TASK OBJECTIVE
Search the records for the string "https" and return each line that has it.

── EXERCISE INPUTS

Issue #4813, opened 2021-03-24
Improved empty state for discussion thread


enriquesanchez:
## Issue - Enhancement

Follow up of #3901 and #4812. We want to improve the clarity and visuals of the empty/initial state of the discussion and task thread.

This proposal adds an illustration from Parabol's illustrations library and improves the clarity of the message displayed.

### Current vs. proposed

<img width="816" alt="Screen Shot 2021-03-24 at 12 17 05 p m" src="https://user-images.githubusercontent.com/3276087/112363232-e5038f00-8c9a-11eb-8745-e7f863d57800.png">

[Please refer to the Figma file for a more detailed view of the design](https://www.figma.com/file/Ia7SoJcudXUM3nvOYXOldR/comments-and-tasks?node-id=130%3A0).

### Acceptance Criteria
Users can:
   - Easily understand that the component is in an empty/initial state
   - Use the proposed design as a guide for adding a new comment or creating a new task

**Estimated effort:**
- 10 hours.

jordanh:
Brilliant. Adding this to the next sprint, sir

PR #5192, opened 2021-07-20
Improved discussion thread empty state

BartoszJarocki:
Related issue: https://github.com/ParabolInc/parabol/issues/4813 

This is how it looks like on a big screen:
Screenshot 2021-07-20 at 17 34 03

This is how it looks like on a smaller screen - the empty state along with the header scrolls. I'm not sure if that's the best solution so if someone has better ideas I'd love to improve! 
Screenshot 2021-07-20 at 17 34 28


packages/client/components/DiscussionThreadListEmptyState.tsx
```diff
@@ -23,10 +40,23 @@ const DiscussionThreadListEmptyState = (props: Props) => {
...
+    <DiscussionThreadEmptyStateRoot>
+      <EmptyDiscussionContainer>
+        <EmptyDiscussionSVG />
+      </EmptyDiscussionContainer>
+      <Message>{isReadOnly ? readOnlyMessage : message}</Message>
+      {!isReadOnly && (
+        <TangledArrowContainer>
+          <TangledArrowSVG />
+        </TangledArrowContainer>
+      )}
```
BartoszJarocki, line 57: It felt weird to have this arrow pointing to disabled input so I removed it in this case. Is that acceptable @enriquesanchez?

enriquesanchez: Oh, interesting! In what scenarios would this happen?

enriquesanchez:
This is looking great, @BartoszJarocki 🙌

>This is how it looks like on a smaller screen - the empty state along with the header scrolls. I'm not sure if that's the best solution so if someone has better ideas I'd love to improve!

I think in this scenario we can remove the `TangledArrowSVG`. This way we keep the illustration and the text, and shouldn't create any unnecessary scrolling.

BartoszJarocki:
@enriquesanchez Thank you for the review! I've added hiding arrow on smaller devices. 
Screenshot 2021-07-21 at 15 15 08

mattkrick:
nice attention to detail, LGTM!

Issue #5097, opened 2021-07-02
Comment Status Text is buggy 


mattkrick:
Looks like the comment text doesn't go away. Ah!
This is probably due to refactoring the comment onto the discussion thread instead of on the meeting, but maybe not!
Seems like the status appears easily enough, but when someone stops typing, then it doesn't go away

AC
- [ ] Comment status text works correctly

────

RESPONSE
<img width="816" alt="Screen Shot 2021-03-24 at 12 17 05 p m" src="https://user-images.githubusercontent.com/3276087/112363232-e5038f00-8c9a-11eb-8745-e7f863d57800.png">
[Please refer to the Figma file for a more detailed view of the design](https://www.figma.com/file/Ia7SoJcudXUM3nvOYXOldR/comments-and-tasks?node-id=130%3A0).
Related issue: https://github.com/ParabolInc/parabol/issues/4813 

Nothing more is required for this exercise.